In this implemenation, to repeat list a n times in Python, the interpreter will first allocate a new list np with the correct size. Then during each iteration from 1 to n, the value of each pointer in a->ob_item get copied over to np.

To illustrate, in our [Num(val=0)] * 5 example earlier:

• Num(val=0) will be a PyObject. Let’s say its memory address is 0xABC.
• The new list np will contain 0xABC repeated 5 times.
• Modifying any element in np will modify the object located at 0xABC.

In other words, the list repeat syntax gives me a list of the same pointer to the same object.

Fun fact: I found Guido’s original commit implementing list_repeat from 1991 here. I ❤️ git.
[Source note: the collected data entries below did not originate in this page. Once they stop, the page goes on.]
PR #577, opened 2025-11-07
Add extra schema checker jobs to CI

### LINKED ISSUE #575: Validate machine-readable property definitions in CI of this repo
This should be done before the final v1.3 release, but not necessarily before the v1.3.0-rc.1 release candidate.

ml-evs:
Closes #575

I've also tweaked some of the rst roles in the spec to maybe allow us to scrape the spec for all fields (in a2cb422). It might be worth adding some special role to the headers that define fields to make this even easier, otherwise I'll concoct some grep incantation to try and do the same job without needing any changes to the spec.

### DIFF
--- a/optimade.rst
+++ b/optimade.rst
@@ -69,6 +69,8 @@ OPTIMADE API specification v1.3.0-rc.1
 
 .. role:: type(literal)
 
+.. role:: property-example(literal)
+
 .. role:: property-fail(literal)
 
 .. role:: endpoint(literal)
@@ -1321,7 +1323,7 @@ The API implementation MAY provide other entry types than the ones standardized 
 Such entry types MUST be prefixed by a database-provider-specific prefix (i.e., the resource objects' :property:`type` value should start with the database-provider-specific prefix, e.g., :property:`type` = :val:`_exmpl_workflows`).
 Each custom entry type SHOULD be served at a corresponding entry listing endpoint under the versioned or unversioned base URL that serves the API with the same name (i.e., equal to the resource objects' :property:`type` value, e.g., :endpoint:`/_exmpl_workflows`).
 It is RECOMMENDED to align with the OPTIMADE API specification practice of using a plural for entry resource types and entry type endpoints.
-Any custom entry listing endpoint MUST also be added to the :property:`available_endpoints` and :property:`entry_types_by_format` attributes of the `Base Info Endpoint`_.
+Any custom entry listing endpoint MUST also be added to the :field:`available_endpoints` and :field:`entry_types_by_format` attributes of the `Base Info Endpoint`_.
 
 For more on custom endpoints, see `Custom Extension Endpoints`_.
 
@@ -1870,9 +1872,9 @@ The links endpoint MUST be provided under the versioned or unversioned base URL 
 Link Types
 ~~~~~~~~~~
 
-Each link has a :property:`link_type` attribute that specifies the type of the linked relation.
+Each link has a :field:`link_type` attribute that specifies the type of the linked relation.
 
-The :property:`link_type` MUST be one of the following values:
+The :field:`link_type` MUST be one of the following values:
 
 - :field-val:`child`: a link to another OPTIMADE implementation that MUST be within the same provider.
   This allows the creation of a tree-like structure of databases by pointing to children sub-databases.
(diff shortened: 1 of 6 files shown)


tests/scripts/check_property_definitions.sh
```diff
@@ -0,0 +1,167 @@
...
+warnings=0
+
+echo "Checking property definitions against specification..."
+echo ""
+
+# Function to check if a property definition file exists
+check_property() {
+    local entry_type=$1
+    local property=$2
+    local version=${3:-v1.2}  # Default to v1.2
```
merkys, line 25: Instead of hard-coding, maybe we can extract version numbers (here and below for `v13_path`) from `optimade.rst` or `CHANGELOG.md`? Otherwise we may forget bumping them.

tests/scripts/check_property_definitions.sh
```diff
@@ -0,0 +1,167 @@
...
+
+    # Check in the main entry type directory first
+    local primary_path="schemas/src/defs/$version/properties/optimade/$entry_type/$property.yaml"
```
merkys, line 28: I think the proper way to check for the existence of a property is:
1. Take the entry types and their URLs from `schemas/src/defs/$version/standards/optimade.yaml`
2. Consult the entry type URLs (`schemas/src/defs/$DEFINITION_VERSION/entrytypes/optimade/$ENTRY_TYPE.yaml`) for properties

Important point here is that `$version` and `$DEFINITION_VERSION` might not be the same (see `schemas/src/defs/v1.3/standards/optimade.yaml` for example). I have recently implemented this for COD, maybe I could backport the code here. But maybe we want to do something really simple like `find schemas/src/defs/*/$property.yaml` instead?

tests/scripts/check_property_definitions.sh
```diff
@@ -0,0 +1,167 @@
...
+    if [[ "$entry_type" == "_common" ]]; then
+        properties=$(echo "$spec_fields" | jq -r '.["_common"][]')
+        for property in $properties; do
+            # Common properties should exist in core/ or be shared
+            if [[ -f "schemas/src/defs/v1.2/properties/core/$property.yaml" ]]; then
+                echo -e "  ${GREEN}✓${NC} $property (core)"
+            else
+                # Check if it exists in any entry type
+                found=false
+                for et in structures files references calculations; do
```
merkys: This again is hard-coded, will need updating for every new entry type.

optimade.rst
```diff
@@ -1321,7 +1323,7 @@ The API implementation MAY provide other entry types than the ones standardized
 Such entry types MUST be prefixed by a database-provider-specific prefix (i.e., the resource objects' :property:`type` value should start with the database-provider-specific prefix, e.g., :property:`type` = :val:`_exmpl_workflows`).
 Each custom entry type SHOULD be served at a corresponding entry listing endpoint under the versioned or unversioned base URL that serves the API with the same name (i.e., equal to the resource objects' :property:`type` value, e.g., :endpoint:`/_exmpl_workflows`).
 It is RECOMMENDED to align with the OPTIMADE API specification practice of using a plural for entry resource types and entry type endpoints.
-Any custom entry listing endpoint MUST also be added to the :property:`available_endpoints` and :property:`entry_types_by_format` attributes of the `Base Info Endpoint`_.
```
merkys, line 1324: I assume `:property:` -> `:field:` change is made to leave only per-entry properties marked with `:property:` in that section, right?

merkys (commented):
Thanks for developing this @ml-evs! This PR adds the much-needed automatic validation of the specification. However, I believe, there are certain cases when it might run into false-positives and false-negatives. Moreover, the code is quite tightly coupled with v1.2 and v1.3, thus it would need updating for each subsequent versions.

I think the `optimade-property-tools` might be reused for such tasks as entry type/property lookup inside the property definitions. If not, I have recently written some code for the COD implementation and could reuse it to expose simple executables for such tasks.

In any case, I am OK with merging the PR as it is, as it would help us in developing the v1.3.0 specification and schemas. However, I would keep a mental note to revisit the code later.

optimade.rst
ml-evs: That's the plan -- I think this matches the rst roles as described at the top of the spec too

tests/scripts/check_property_definitions.sh
ml-evs: Indeed, but its chicken-and-egg whether we add it here or wait for a folder name to be made with the relevant schemas. At least we could move it to the top of the file so its clear.

ml-evs: I've looked again and this is unnecessarily hardcoded, as it's already extracted from the spec further up. Might be a bit trickier to extract versions but I'll fix this at least.

rartino:
Workshop discussion: question if we want to do this since it adds a bit of extra work on specification writing, but the positive is that more formalism making sure things are correct are good.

I think this behaviour is desirable because the alternative is to deepcopy an arbitrary PyObject, which, in my limited understanding, is virtually impossible to do safely in CPython. I tried to monkey around with memcpy a bit:

static PyObject *
list_repeat(PyListObject *a, Py_ssize_t n)
{
Py_ssize_t i, j;
Py_ssize_t size;
PyListObject *np;
PyObject **p, **items;
PyObject *elem;
PyTypeObject *elem_type;
Py_ssize_t elem_size;
if (n < 0)
n = 0;
if (n > 0 && Py_SIZE(a) > PY_SSIZE_T_MAX / n)
return PyErr_NoMemory();
size = Py_SIZE(a) * n;
if (size == 0)
return PyList_New(0);
np = (PyListObject *) list_new_prealloc(size);
if (np == NULL)
return NULL;

if (Py_SIZE(a) == 1) {
items = np->ob_item;
elem = a->ob_item;
elem_type = Py_TYPE(elem);
elem_size = elem_type->tp_basicsize + abs(Py_SIZE(elem)) * elem_type->tp_itemsize;
for (i = 0; i < n; i++) {
PyObject *s = (PyObject *)PyObject_Malloc(elem_size);
memcpy(s, elem, elem_size);
items[i] = s;
Py_INCREF(s);
Py_INCREF(elem);
}
}
else {
p = np->ob_item;
items = a->ob_item;
for (i = 0; i < n; i++) {
for (j = 0; j < Py_SIZE(a); j++) {
elem = items[j];
elem_type = Py_TYPE(elem);
elem_size = elem_type->tp_basicsize + abs(Py_SIZE(elem)) * elem_type->tp_itemsize;
PyObject *s = (PyObject *)PyObject_Malloc(elem_size);
memcpy(s, elem, elem_size);
*p = s;
Py_INCREF(*p);
p++;
}
}
}
Py_SET_SIZE(np, size);
return (PyObject *) np;
}

As expected, due to the shallow nature of memcpy, even though we get new pointer to the object in the list created by list_repeat, it still won’t work correctly:

from dataclasses import dataclass

@dataclass
class Num:
val: int

zero = Num(0)
array = [zero] * 5
print(array)

# Output: [Num(val=0), Num(val=0), Num(val=0), Num(val=0), Num(val=0)]

array is array
# Output: False // it was True before

# Even though we have new pointer, they are still not deepcopies
array.val = 1
array.val
# Output: 1

In any case, it was really fun trying to work out the reason for a seemingly trivial bug and see if I could hack the language to behave differently.